When we hold in our hands a Bible filled with accounts of the amazing miracles Jesus performed.

This is the challenging question: Do we believe that God is all powerful or not?

Or are the words we sing just lip service?

Or do we simply believe the Bible is a book of stories, much like Mother Goose or Brothers Grimm?

I’ve read comments that disparage his decision to visit this remote Island people, saying that he should have left them alone.

Why? So that they could die lost in their sin? So that they will never know the joy of salvation and eternity in the presence of God?

Have we forgotten the Great Commission to go into all the world and take the gospel to every creature?

Why would the Sentinelese be exempt from this command?

Are they not as lost as any other unbeliever? Why shouldn’t they be reached with the gospel?

Or do we no longer believe that the lost are truly damned to hell?

The challenging question is: Do we truly believe what God’s Word says about sin and the lost?

Do we really believe there is a hell?

Or have we accepted a false gospel that eases our conscience with lies that these remote people worship God in the only way they know how?

That God will understand.

That people aren’t ever truly lost, we all worship God in our own way.

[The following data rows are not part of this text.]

PR #2610, opened 2025-08-29
Add support for `STACKIT` infrastructure

maboehm:
Add STACKIT to the list of supported providers. 

STACKIT used to give customers access to the Openstack API, but that will be replaced by its own [infrastructure API](https://docs.stackit.cloud/stackit/en/release-notes-23101442.html#ReleaseNotes-29072025InfrastructureAPIDeprecationNotice) . We are also in the process of writing and later open-sourcing the required `cloud-provider-stackit` and `gardener-extension-provider-stackit`.

Once the providers are ready (and the API stable), we will add full support in the dashboard.

**Release note**:

```feature user
Add support for STACKIT infrastructure
```

### DIFF
--- a/frontend/src/assets/stackit.svg
+++ b/frontend/src/assets/stackit.svg
@@ -1,0 +1,12 @@
+<?xml version="1.0" encoding="UTF-8"?>
+<svg id="Ebene_1" xmlns="http://www.w3.org/2000/svg" viewBox="0 0 536.44 395.08">
+  <defs>
+    <style>
+      .cls-1 {
+        fill: #0a1e2d;
+      }
+    </style>
+  </defs>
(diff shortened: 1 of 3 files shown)


grolu:
Hi @maboehm 
Thank you for your contribution. Your PR looks good overall. However, the icon is not very visible in dark mode. I am aware that the AWS icon also has limited visibility in this mode, but you might consider adding a subtle border or similar adjustment to improve contrast. If this is not possible or not aligned with your guidelines, it is fine to leave it as it is. Unfortunately, providing a dedicated dark mode icon is currently not possible.

maboehm:
@grolu I'd prefer if we can just get this merged now. In the context of the wider open-sourcing of provider-stackit I will try to get a better logo for the dashboard.

Issue #1707, opened 2024-02-07
Add ability to brand infrastructures / cloud profiles


dhague:
**What would you like to be added**:
Gardener Dashboard currently has a built-in set of vendors, names and logos that cannot be customized. To help users identify the correct infrastructure and for emphasize (internal) brand names, it would be good to be able to configure the appearance in the Gardener Dashboard.

**Example use case**:
Instead of using an OpenStack logo for SAP Converged Cloud clusters, please use this logo:
![CCloud_Logo_dark](https://github.com/gardener/dashboard/assets/562527/3ab7c2b5-8a43-41c6-ab1a-6c003eb0e690)

Users may be confused when using SAP Converged Cloud to see this labeled as "OpenStack".
For SAP-internal demos this is especially confusing.

grolu:
Thank you @dhague for raising this issue. As this is an open source project, I slightly adjusted your issue to make it more generic.

We have already implemented several branding options making it possible to configure theme colors, logos, brand name and event the login page. Regarding vendors (cloud providers, machine image providers, etc.) we currently lack the possibility to configure them. However, I recently opened a PR (still in draft) that will make it possible to overwrite vendor names and icons via Dashboard configuration, see here: https://github.com/gardener/dashboard/pull/1553

However, this only solves part of your problem. When the PR mentioned above has been merged, it will be possible to rebrand `OpenStack` to `Converged Cloud`. But if some other `OpenStack` installation needs to be added to the landscape in the future, this ist the wrong abstraction layer. It would be better to differentiate on a cloud profile level.

We could also add the option to configure icons for individual cloud profiles. Also, clustering cloud profiles would be an option, so that you have an additional selection layer after selecting `OpenStack` with the `Converged Cloud` icon where all `converged cloud` profiles are grouped together. This would also help the user understand why the provider type in the shoot spec is still `openstack`.

PR #2695, opened 2025-12-01
feat(frontend) Support vendor branding

grolu:
- Moved vendor assets from src/assets to public/static/assets to make them replaceable with custom assets
- GVendorIcon component serves icons from this directory using filenames from vendor information
- Centralized dictionary for vendors (infra/dns/image) in config store
- Added defaults for all known vendors (displayname, icon, weight)
- All values can be extended or overridden via configuration
- Removed need to provide createTitle and updateTile in GSecretDialog (now kebap-case generated from displayName)
- Use vendorDisplayName everywhere to ensure we show configured name for vendors instead of technical name

Fixes https://github.com/gardener/dashboard/issues/1707 Fixes https://github.com/gardener/dashboard/issues/207 (partly)

**Release note**:

```feature operator
Vendor Branding
- Define order, name and icon of cloud providers in dashboard configuration
- Define order, name and icon of machine image vendors in dashboard configuration
- Extend built-in providers by providing additional configuration
```

### DIFF
--- a/docs/operations/customization.md
+++ b/docs/operations/customization.md
@@ -26,7 +26,10 @@ It is possible to change the branding of the Gardener Dashboard when using the [
 
 ## Vendor Branding
 
-It is possible to customize the appearance of vendors shown in the dashboard. You can override the display name, icon, sort order and visibility of *cloud provider vendors*, *DNS providers*, and *machine image vendors*.
+Here’s a polished and clearer version of your sentence:
+
+You can customize the appearance of built-in vendors displayed in the dashboard. This includes overriding the display name, icon, sorting, and order of *cloud provider vendors* and *machine image vendors*. In addition, you can configure custom vendors.
+
 
 Vendor customization is configured in the arrays
 `frontendConfig.branding.infraVendors`, `frontendConfig.branding.dnsVendors`, and `frontendConfig.branding.machineImageVendors`.
@@ -38,9 +41,6 @@ Each entry must be an object with a `name` key that identifies the vendor. The f
 | `displayName` | Name displayed in the dashboard |
 | `weight`      | Sorting weight. Lower values appear first. See default weights in `frontend/src/store/config.js` |
 | `icon`        | File name of the icon located in the `public/static/assets` folder. See [Logos and Icons](#logos-and-icons) for instructions on replacing assets |
-| `hidden`        | Hide vendor in the dashboard |
-
-With this configuration, you can extend the list of built-in vendors. For cloud providers, however, only the default secret dialogs are available, and custom shoot properties are not supported.
 
 ## Colors
 Gardener Dashboard has been built with Vuetify. We use Vuetify's built-in [theming support](https://vuetifyjs.com/en/features/theme/) to centrally configure colors that are used throughout the web application.
--- a/frontend/src/store/config.js
+++ b/frontend/src/store/config.js
@@ -25,7 +25,6 @@ import isEmpty from 'lodash/isEmpty'
 import camelCase from 'lodash/camelCase'
 import find from 'lodash/find'
 import uniq from 'lodash/uniq'
-import filter from 'lodash/filter'
 import sortBy from 'lodash/sortBy'
 import head from 'lodash/head'
 
@@ -703,8 +702,7 @@ export const useConfigStore = defineStore('config', () => {
 
   const sortedDnsProviderTypeList = computed(() => {
     const dnsProviderVendors = map(dnsProviderTypesList.value, vendorDetails)
-    const visibleDnsVendors = filter(dnsProviderVendors, ({ hidden }) => !hidden)
-    const sortedVisibleDnsVendors = sortBy(visibleDnsVendors, 'weight')
+    const sortedVisibleDnsVendors = sortBy(dnsProviderVendors, 'weight')
     return map(sortedVisibleDnsVendors, 'name')
   })
 
--- a/frontend/src/composables/useCloudProfile/useMachineImages.js
+++ b/frontend/src/composables/useCloudProfile/useMachineImages.js
@@ -68,8 +68,7 @@ export function useMachineImages (cloudProfile) {
         vendor,
       }
     })
-    const visibleMachineImagesWithVendors = filter(machineImagesWithVendors, ({ vendor }) => !vendor.hidden)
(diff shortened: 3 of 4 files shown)


docs/operations/customization.md
```diff
@@ -24,6 +24,21 @@ It is possible to change the branding of the Gardener Dashboard when using the [
...
+`frontendConfig.infraVendors`, `frontendConfig.dnsVendors`, and `frontendConfig.imageVendors`.
+Each entry must be an object with the following fields:
+
+| name          | usage|
+| ------------- |------|
+| `name`        | Unique vendor identifier (required) |
+| `displayName` | Name displayed in the dashboard |
+| `weight`      | Sorting weight. Lower values appear first. See default weights in `frontend/src/store/config.js` |
+| `icon`        | ile name of the icon located in the `public/static/assets` folder. See [Logos and Icons](#logos-and-icons) for instructions on replacing assets |
+
```
klocke-io, line 44: showing an example config file would be nice

frontend/src/assets/logo.svg
```diff
@@ -1,40 +0,0 @@
-<?xml version="1.0" encoding="UTF-8"?>
```
petersutter, line 1: was this file dropped on purpose

frontend/src/store/config.js
```diff
@@ -390,6 +426,235 @@ export const useConfigStore = defineStore('config', () => {
...
+    },
+  ]
+
+  const knownVendors = [
+    ...knownInfraVendors,
+    ...knownDNSVendors,
+    ...knownImageVendors,
+  ]
+
+  const vendorDetails = function (kind) {
```
petersutter:
```suggestion
  function vendorDetails (kind) {
```

frontend/src/store/config.js
```diff
@@ -390,6 +426,235 @@ export const useConfigStore = defineStore('config', () => {
...
+
+    return {
+      name: kind,
+      weight: Number.MAX_SAFE_INTEGER,
+      ...knownVendor,
+      ...configuredVendor,
+    }
+  }
+
+  const vendorDisplayName = function (kind) {
```
petersutter:
```suggestion
  function vendorDisplayName (kind) {
```

frontend/src/store/config.js
petersutter: do you think it makes sense to have a `vendorDetailsMap` computed prop? In order to compute it once? Something like the following

```js
  const vendorDetailsMap = computed(() => {
    const map = new Map()

    // Build map from all known and configured vendors
    const allVendors = new Set([
      ...knownVendors.map(v => v.name),
      ...configVendors.value.map(v => v.name),
    ])

    for (const kind of allVendors) {
      const configuredVendor = find(configVendors.value, ['name', kind])
      const knownVendor = find(knownVendors, ['name', kind])

      map.set(kind, {
        name: kind,
        weight: Number.MAX_SAFE_INTEGER,
        ...knownVendor,
        ...configuredVendor,
      })
    }

    return map
  })

  function vendorDetails (kind) {
    return vendorDetailsMap.value.get(kind) ?? {
      name: kind,
      weight: Number.MAX_SAFE_INTEGER,
    }
  }
```

frontend/src/components/GVendorIcon.vue
```diff
@@ -52,67 +58,22 @@ const props = defineProps({
...
-    case 'gardenlinux':
-      return new URL('/src/assets/gardenlinux.svg', import.meta.url)
-    case 'flatcar':
-      return new URL('/src/assets/flatcar.svg', import.meta.url)
-    case 'hcloud':
-      return new URL('/src/assets/hcloud.svg', import.meta.url)
+  if (iconName.value) {
+    if (startsWith(iconName, 'data:image/')) {
+      return iconName
+    }
```
petersutter: is there still a reason to support data uris?

frontend/src/components/GVendorIcon.vue
```diff
@@ -52,67 +58,22 @@ const props = defineProps({
...
+    return `/static/assets/${iconName.value}`
```
petersutter: assert for safe icon names

```js
    const safeIconNameRegex = /^[a-z0-9._-]+$/i
    if (safeIconNameRegex.test(iconName.value)) {
      return `/static/assets/${iconName.value}`
    }
```

frontend/src/assets/logo.svg
grolu: yes double checked, was not used at this specific location (is also under /static/assets)

frontend/src/components/GVendorIcon.vue
grolu: removed

frontend/src/store/config.js
grolu: Yes. While working on your feedback i stumbled over that comment that there could be possible name clashes between the different vendor arrays. As they are already separated in config, I changed the code to include a type in the vendorDetails lookup.
As I did not want to adjust every component that uses the function to pass the param, I do this internally only and log a warning in case there are ambiguous  or missing vendors. This, however slightly reduces the performance effect we gained by introducing the computed as we now have to loop over the types in the compatibility function. However this will change once we pass type from the components using the function

frontend/src/store/config.js
```diff
@@ -390,6 +428,286 @@ export const useConfigStore = defineStore('config', () => {
...
+    }
+
+    return {
+      name,
+      weight: Number.MAX_SAFE_INTEGER,
+    }
+  }
+
+  function vendorDisplayName (name, type) {
+    return get(vendorDetails(name, type), ['displayName'], name)
```
petersutter: vendorDetails only accepts one (name) param

frontend/src/store/config.js
```diff
@@ -390,6 +428,286 @@ export const useConfigStore = defineStore('config', () => {
...
+    },
+    {
+      name: 'rfc2136',
+      displayName: 'Dynamic DNS (RFC2136)',
+      weight: 10500,
+      icon: 'rfc2136.svg',
+    },
+  ]
+
+  const knownImageVendors = [
```
petersutter: shouldn't we better name it to `knownOSImageVendors` or `knownMachineImageVendors`? Or do you think it is clear enough?

grolu: done

docs/operations/customization.md
grolu: Added example in helm chart values.yaml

After all, we’re all children of God.

Jesus said, “You are my friends if you do what I command.” Did you catch the qualifier?

John Chau knew the truth.

He gave his life for the truth.

Jim Elliot, Nate Saint, Ed McCully, Peter Fleming, and Roger Youderian knew the truth when they gave their life for the gospel in Ecuador.

The challenging question is, has the church become so deceived that she no longer knows the truth?

Is she so caught up in this world with it’s empty pleasures and toys?

Has she become so infected with tolerance and political correctness; has she become so infested with a false gospel that tells us that we all seek God in our own way that she has completely lost all passion for heaven?

Or will she step up and accept the challenge to stop wasting her life, and begin giving her whole life for the sake of the gospel?